Jean Baudrillard: The Traditional Environment = The System of Objects – Structures of Interior Design, 1968
The video, slowed down to the edge of perceptibility of motion, presents pulsating, wobbly, revolving and floating objects dissolve from one spatial section to another, while at individual points of the space of the installation we hear personal testimony reflecting upon the given material milieu. The personal effects of someone we have lost, the impressions of the objects in space, the merciless physical reality and indirect nature of the objects is perhaps a familiar feeling to everyone. In my work, I was engaged in a specific way with space and the objects in space, with the relationship between space, object and memory.

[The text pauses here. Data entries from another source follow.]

PR #3007, opened 2025-05-28
Pin speculation-rules to the script type

captainbrosset:
The speculation-rules feature appears as only supported in Chrome. That's not correct, it does work in Edge as well.

The reason it appears as unsupported is the inclusion of this BCD key:
`html.elements.script.type.speculationrules.requires.anonymous-client-ip-when-cross-origin`

This key corresponds to a special case for certain types of prefetches, which rely on a Google-owned proxy server that Chrome uses. Edge doesn't have that same proxy at the moment.

I don't think this one key should block the feature from being supported in Edge in web-features.
The main thing to test for is whether `<script type="speculationrules">` is implemented. So I've used this to pin the status of this feature.


features/speculation-rules.yml
```diff
@@ -3,3 +3,10 @@ description: Speculation rules are hints to the browser to proactively download
 spec:
   - https://wicg.github.io/nav-speculation/speculation-rules.html
   - https://wicg.github.io/nav-speculation/prerendering.html
+status:
+  # Pinning the feature to the support for the <script type=speculationrules>
+  # element, which was introduced in Chrome/Edge 109.
+  # See https://developer.mozilla.org/en-US/docs/Web/HTML/Reference/Elements/script/type/speculationrules
+  # This is when the feature because broadly usable. Other parts of the feature
+  # came later, but don't prevent the use of the basic functionality.
```
ddbeck, line 11: I think the key is mostly self-explanatory and I don't wish to suggest that this is "broadly usable" with a single engine implementation. Not much out of the ordinary is happening here, so I'd say drop this comment so we don't need to maintain it.

```suggestion
```

ddbeck (approved):
An optional suggestion for you about the comment. Feel free to merge when ready. Thank you!

PR #3034, opened 2025-06-10
Add navigator.scheduling.isInputPending() feature

foolip:


ddbeck:
Should this be discouraged?

[MDN has a warning about this method](https://developer.mozilla.org/en-US/docs/Web/API/Scheduling/isInputPending), though it's not—as best I can tell—formally discouraged. But if we suppose web.dev represents the opinion of the only implementer and [says don't use it](https://web.dev/articles/optimize-long-tasks#isinputpending), then that would satisfy our discouragement guidelines.

Depending, one of two things ought to happen:

- Set `discouraged` and file an issue against the spec to make it official.
- Don't set `discouraged` and file a PR against MDN to turn that faux deprecation warning into a note.

foolip:
@ddbeck I've made it discouraged! Using web.dev as the authority is a bit unusual, but not a problem in this case I think.

ddbeck (approved):

PR #3045, opened 2025-06-11
Lint feature descriptions with Vale

ddbeck:
This PR imposes some automatic checks on feature descriptions using [Vale](https://vale.sh/).

I've turned on some default rules from Vale (like detecting words ~~doubled~~ doubled up) and a couple of rules from our guidelines. There are many other rules we could turn on (such as spelling) if we like this approach.

See my self review (and generated comments) to see how this would work in practice.

### DIFF
--- a/.github/workflows/pull_request.yml
+++ b/.github/workflows/pull_request.yml
@@ -31,13 +31,11 @@ jobs:
       - run: npm test
   vale:
     runs-on: ubuntu-latest
-    permissions:
-      contents: read
-      pull-requests: write 
     steps:
       - uses: actions/checkout@v4
       - uses: errata-ai/vale-action@d89dee975228ae261d22c15adcd03578634d429c # v2.1.1
         with:
+          reporter: github-pr-annotations
           fail_on_error: true
           version: 3.12.0
 


features/charset.yml
```diff
@@ -1,5 +1,5 @@
 name: "@charset"
-description: The `@charset` CSS at-rule specifies the character encoding of an external style sheet.
+description: The `@charset` CSS at-rule specifies  the character encoding of an external style sheet.
```
ddbeck, line 2: I changed this file so it would get flagged on review. Before merging, I ought to undo this change, to show I'm just ignoring this suggestion.

features/del.yml
```diff
@@ -1,5 +1,5 @@
 name: <del>
-description: The `<del>` element element represents a range of text that has been deleted from a document, styling text as strikethrough by default.
+description: The `<del>` element  element represents a range of text that has been deleted from a document, styling text as strikethrough by default.
```
ddbeck, line 2: I changed this file so it would get flagged on review. Before merging, I ought to push a change fixing it.

features/beforeunload.yml
```diff
@@ -1,5 +1,5 @@
 name: beforeunload
-description: "The `beforeunload` event is fired when the current window is about to be unloaded. Typically this is used to display a dialog to confirm if users really want to leave the page when there is unsaved data that would be lost."
+description: "The `beforeunload` event is fired when the current window is about to be unloaded. Typically you use this to display a dialog to confirm if users really want to leave the page when there is unsaved data that would be lost."
```
ddbeck, line 2: This (and several other feature changes) fix warnings or errors from Vale.

features/del.yml
ddbeck, line 2: Philip doesn't like how ugly the vale messages are. I agree—they're ugly! I should see if this has been fixed in a more-recent release.

ddbeck: The reason these are ugly is because of because of reviewdog, more or less. For some reason the `github-pr-annotations` reporter includes the `Raw Output` bit and you can't turn it off.

There exists a [reviewdog/reviewdog#2323](https://redirect.github.com/reviewdog/reviewdog/discussions/2323#discussion-9132942 "🐶 Automated code review tool integrated with any code analysis tools regardless of programming language") discussion and https://github.com/reviewdog/reviewdog/issues/437 issue, but neither seems to have had any action associated with them.

There are other reporters (which might not have this problem), but they won't appear in the GitHub PR review UI (e.g., you'd have to go look specifically at the "Checks" tab, where warnings would go unnoticed).

ddbeck:
Note to self: might be able to use SARIF instead of reviewdog; I'll try it https://docs.vale.sh/topics/templates#creating-a-sarif-template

Those intimate spheres, emerging, disappearing and dissolving together – concrete living spaces that speak – are the expressions of our state of mind and reflections of the past, all at once. The objects in the film – just like memories – disappear, emerge again, come into focus, then blur. Their existence is definitively uneradicable, just as our memories are not relegable. The placement of these objects into new constellations – floating out of a given space, swimming into another interior – is for me a kind of symbolic “decluttering”: release and absolution.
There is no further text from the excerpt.